- [Your task] Look over the listing below and tally the lines in which the word "transferName" turns up. Answer with the tally only.

- [Material for this exercise]
——————
PR #1902, opened 2021-08-23
Clone strategy csi verify

brybacki:

Fixes #

**Release note**:

```release-note
NONE
```

### DIFF
--- a/pkg/controller/datavolume-controller.go
+++ b/pkg/controller/datavolume-controller.go
@@ -412,6 +412,21 @@ func (r *DatavolumeReconciler) Reconcile(_ context.Context, req reconcile.Reques
 			return r.reconcileSmartClonePvc(log, datavolume, pvcSpec, transferName, snapshotClassName)
 		}
 		if selectedCloneStrategy == CsiClone {
+			csiDriverAvailable, err := r.storageClassCSIDriverExists(pvcSpec.StorageClassName)
+			if err != nil && !k8serrors.IsNotFound(err) {
+				return reconcile.Result{}, err
+			}
+			if !csiDriverAvailable {
+				// err csi clone not possible
+				return reconcile.Result{},
+					r.updateDataVolumeStatusPhaseWithEvent(cdiv1.CloneScheduled, datavolume, pvc, selectedCloneStrategy,
+						DataVolumeEvent{
+							eventType: corev1.EventTypeWarning,
+							reason:    ErrUnableToClone,
+							message:   fmt.Sprintf("CSI Clone configured, but no CSIDriver available for %s", *pvcSpec.StorageClassName),
+						})
+			}
+
 			return r.reconcileCsiClonePvc(log, datavolume, pvcSpec, transferName)
 		}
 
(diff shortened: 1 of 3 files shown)


awels:
Is this still a draft?

brybacki:
@awels  now it is ready for review

pkg/controller/datavolume-controller.go
```diff
@@ -2035,6 +2071,7 @@ func (r *DatavolumeReconciler) emitFailureConditionEvent(dataVolume *cdiv1.DataV
 	}
 }
 
+// TODO:
```
awels, line 2074: Leftover?

pkg/controller/datavolume-controller.go
```diff
@@ -1390,6 +1405,27 @@ func (r *DatavolumeReconciler) reconcileProgressUpdate(datavolume *cdiv1.DataVol
 	return reconcile.Result{RequeueAfter: 2 * time.Second}, nil
 }
 
+func (r *DatavolumeReconciler) getCsiDriverForStorageClass(storageClassName *string) (bool, error) {
```
awels, line 1408: I think this function should be named something like StorageClassCSIDriverExists or something of that nature. We are not actually returning the CSIDriver object, we are just determining if it exists, but the name suggests we are returning it.

tests/csiclone_test.go
```diff
@@ -72,4 +72,35 @@ var _ = Describe("[vendor:cnv-qe@redhat.com][level:component][crit:high] CSI Vol
...
+		if f.IsCSIVolumeCloneStorageClassAvailable() {
+			Skip("Test should only run on non-csi storage")
+		}
+
+		By(fmt.Sprintf("configure storage profile %s", cloneStorageClassName))
+		utils.ConfigureCloneStrategy(f.CrClient, f.CdiClient, cloneStorageClassName, originalProfileSpec, cdiv1.CloneStrategyCsiClone)
+
+		dataVolume, _ := createDataVolumeDontWait("dv-csi-clone-test-1", utils.DefaultImagePath, v1.PersistentVolumeFilesystem, cloneStorageClassName, f)
+		waitForDvPhase(cdiv1.CloneScheduled, dataVolume, f)
+		verifyEvent(controller.ErrUnableToClone, dataVolume.Namespace, f)
```
awels, line 85: I think we would want to revert the clone strategy override after we are done with the test in an AfterEach maybe?

pkg/controller/datavolume-controller.go
brybacki: Yes

tests/csiclone_test.go
brybacki: This is actually what is done here:
https://github.com/kubevirt/containerized-data-importer/blob/80ca2de589616e6046c224471525242eba2d7a21/tests/csiclone_test.go#L35

```
AfterEach(func() {
		if originalProfileSpec != nil {
			By("Restore the profile")
			utils.UpdateStorageProfile(f.CrClient, cloneStorageClassName, *originalProfileSpec)
		}
	})
```

awels: Oh missed that wasn't part of this PR.

awels (approved):
/lgtm
/approve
——————
- [Exercise solution] 2